2. According to claim 1, a method for intelligent detection of hull segmentation accuracy based on photogrammetry technology is characterized by: The step S100 specifically involves collecting environmental data of the area to be measured through historical precise terrain data, three-dimensional laser scanning point cloud data or drones, wherein the environmental data includes terrain data and building data.

3. The method for intelligent detection of hull segmentation accuracy based on photogrammetry technology according to claim 2 is characterized by: The step S100 also includes, when collecting data by drone, using the drone to fly in a tic-tac-toe pattern over the area to be measured in advance to obtain multi-angle aerial images; the route setting requirements of the drone are a. Repeatedly shoot the survey area on a reciprocating route according to the requirement that the aerial photographs have an overlap of no less than 70% (more than 75% in the heading direction and more than 70% in the lateral direction); b. Plan at least 4 routes or 6 exposure points outside the effective area; c. The curvature of the route shall not exceed 3%.

4. According to claim 2, a method for intelligent detection of hull segmentation accuracy based on photogrammetry technology is characterized by: The field data collection in step S200 specifically involves collecting the overall image data of the ship to be tested, and the field data collection methods include drone close-up photography data collection, key area supplementary shooting, and field control point positioning collection.

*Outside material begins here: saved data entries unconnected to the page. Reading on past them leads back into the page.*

PR #88, opened 2022-02-19
Update how_clerk_works.clj

behrica:
clarify caching


mk:
This should become documented inline once we're tackling https://github.com/nextjournal/clerk/blob/7ddbc3a1b6d427b306b73f7e7c93e4fe03282d91/notebooks/onwards.md?plain=1#L95

PR #90, opened 2022-02-20
delete in-memory cache on clean

behrica:


mk:
I started working on this in afa618f4e3f5404639b25d8882274b4f969f496b but discovered more issues (the frontend not seeing updates without a reload as the hash didn't change) along the way that will require a larger refactoring.

behrica:
I saw it. I close the PR.

Issue #66, opened 2022-01-30
dependency resolution in case of double defined defs is non-deterministic


behrica:
Code such as 

```clojure
(def a 1)
...
...
(def a 2)
(+ a 1)
```
in an notebook results sometimes in 2 , sometimes in 3

behrica:
Code like thgis coukld detect such as situation:

```
(def parsed
  (clerk/parse-file "notebooks/duplicate.clj"))


(def analyzed
  (h/build-graph parsed))

(def duplicate-vars
  (->> analyzed :doc :blocks (map :var) frequencies (filter (fn [[key val]] (>  val 1))) keys vec))
```

I propose to run such a detection during analysis, and fail on it for now, saying:

```
"Clerk's dependency analysis and caching cannot handle re-refined var's"
The following vars are redefined ....
```

Having this in a namespace can result in un-noticeable and hard to debug issues.

PR #92, opened 2022-02-21
check and fail on duplicated defs

behrica:
addresses #66


mk:
Sorry for leaving this dangling for so long. We'll want to take a different approach and support redefining vars in the future.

5. According to claim 4, a method for intelligent detection of hull segmentation accuracy based on photogrammetry technology is characterized in that: The drone close-up photography data collection specifically uses a drone to perform close-up photography, and specifically includes the following steps: a. Segment the area to be tested; b. Design the ideal flight path; c. Import the ideal flight path into the drone’s flight control system for filming.

6. The method for intelligent detection of hull segmentation accuracy based on photogrammetry technology according to claim 5 is characterized by: The step a is specifically based on terrain-adaptive close-up photography three-dimensional track and attitude intelligent planning, and optimized expression of the geometric structure of complex-shaped targets, so as to achieve optimal acquisition of target feature-oriented images and maximize expression of target information.

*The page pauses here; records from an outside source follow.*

PR #97, opened 2022-02-22
Nbb UI tests: first cut

borkdude:


.github/workflows/main.yml
```diff
@@ -102,3 +107,8 @@ jobs:
           state: 'success'
           sha: ${{github.event.pull_request.head.sha || github.sha}}
           target_url: https://snapshots.nextjournal.com/clerk/build/${{ github.sha }}
+
+      - name: Run Playwright tests against static assets
+        run: |
+          bb test:static-app ${{ github.sha }}
```
mk, line 113: Can we make this run as a separate task, producing a separate GitHub status badge? I'd like to be able to differentiate between a build failure of the static app vs a failure of the browser tests.

nbb/package-lock.json
```diff
@@ -0,0 +1,347 @@
+{
```
mk, line 1: This is a lock file from npm, but we're calling `yarn install`, leading to this warning:
> warning package-lock.json found. Your project contains lock files generated by tools other than Yarn. It is advised not to mix package managers in order to avoid resolution inconsistencies caused by unsynchronized lock files. To clear this warning, remove package-lock.json.

nbb/playwright_tests.cljs
```diff
@@ -0,0 +1,143 @@
...
+         (def ~name res))
+       (.catch js/console.log)))
+
+(comment
+  (launch-browser)
+  (defp p (.newPage @browser))
+  (.on p "console" (fn [msg]
+                     (when (= "error" (.type msg))
+                       (swap! console-errors conj msg))))
+  (goto p "https://dude.devx")
```
mk, line 130: Dude?

bb/utils.clj
```diff
@@ -0,0 +1,6 @@
+(ns utils
+  (:require [babashka.process :refer [sh]]
+            [clojure.string :as str]))
+
+(defn latest-sha []
+  (str/trim (:out (sh "git rev-parse HEAD"))))
```
mk, line 6: My preference would be to inline this in `bb.edn` to not have another extra dir & file.

mk (commented):
The general approach here is to browse to all notebooks in the static build and assert they don't log any console errors, correct?

Did you verify that viewer errors are logged and lead to a failure or should we still do that?

borkdude:
> The general approach here is to browse to all notebooks in the static build and assert they don't log any console errors, correct?

Correct.

> Did you verify that viewer errors are logged and lead to a failure or should we still do that?

I verified this in the REPL, but we can verify this by making a test commit which should trigger this. Do you know of anything that should trigger a console error in a clerk notebook?

.github/workflows/main.yml
borkdude: Done

nbb/package-lock.json
borkdude: There is no `npx` in yarn. Why is nextjournal using yarn instead of the default node tooling?

borkdude: It seems `yarn nbb` also works. TIL.

nbb/playwright_tests.cljs
borkdude: Test code to trigger a console error.

bb/utils.clj
borkdude: This can lead two ways: big chunks of code in bb.edn, making it, as you pointed out once, less REPL friendly. Or we start right now with a separate file for developing larger chunks of code and move the code that is already in `:init` to this file.

borkdude:
@mk Addressed everything, except one comment about the extra dir. Imo it's better to start coding in a separate file and use bb.edn only for hooking up code to task names, but given that the code is relatively thin, I'd be ok with moving it to the bb.edn for now. Just let me know.

borkdude:
Hmm, somehow removing package lock json causes an error, I'll look into it.

borkdude:
Running `bb test:static-app bee6aa1bde9dfe88828171b1217e1c596d402ad9` locally works fine though.

borkdude:
Turned out to be a timeout problem.

borkdude:
Removing bb dir for now.

borkdude:
Make a commit to trigger a UI error (hopefully). Don't merge yet.

mk:
Need to `bb release:js` and push that for the cljs change to have an effect.

borkdude:
OK, should I do this in the build step?

mk:
Was about to merge this until I saw that you added an explicit `js/console.error` in 0465c742cc1bbba961291f90f7121ef288099699. So I'd like to verify that the tests also catch other failure modes (sci read or eval errors, as well as runtime exceptions). I plan to do this first thing tomorrow and then ship it.

borkdude:
I think you made a mistake with https://github.com/nextjournal/clerk/pull/97/commits/f71bcb47b315eac7fbbb0be9e1bf23dbf75341f0 since the tests contain a static build test which needs the JS asset to already be present.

7. The method for intelligent detection of hull segmentation accuracy based on photogrammetry technology according to claim 5 is characterized by: The step b is specifically as follows: The target outer contour rectangle is described by two sets of parameters: the midpoints of the two short sides (v1, v2) and the width w of the rectangle. Then the direction of the long side of the rectangle (i.e., the vector<v1,v2> The direction of the route is the main direction of the route.

8. The method for intelligent detection of hull segmentation accuracy based on photogrammetry technology according to claim 4 is characterized by: The reshooting of key areas specifically involves reshooting the ship areas that are difficult for the drone to directly shoot clearly through manually controlled drones. During the reshooting process, auxiliary lines are set to clearly shoot the object from all angles by moving the shooting lens. The overlapping rate between adjacent photos is controlled between 60% and 80%, and at least 3 adjacent photos are taken of the same point of the photographed object.

9. The intelligent detection method of ship segmentation accuracy based on photogrammetry technology according to claim 1 is characterized by: The automatic analysis based on the ship model in step S400 is specifically to match the ship model generated in step S300 with the design file based on cad dxf, and generate a report based on the compared data.

10. The method for intelligent detection of ship segmentation accuracy based on photogrammetry technology according to claim 9, characterized in that: The integration process specifically includes placing the ship model and the design file in the same coordinate system and selecting several reference points for association, and comparing to obtain a visual report on whether the actually produced sections meet the design requirements.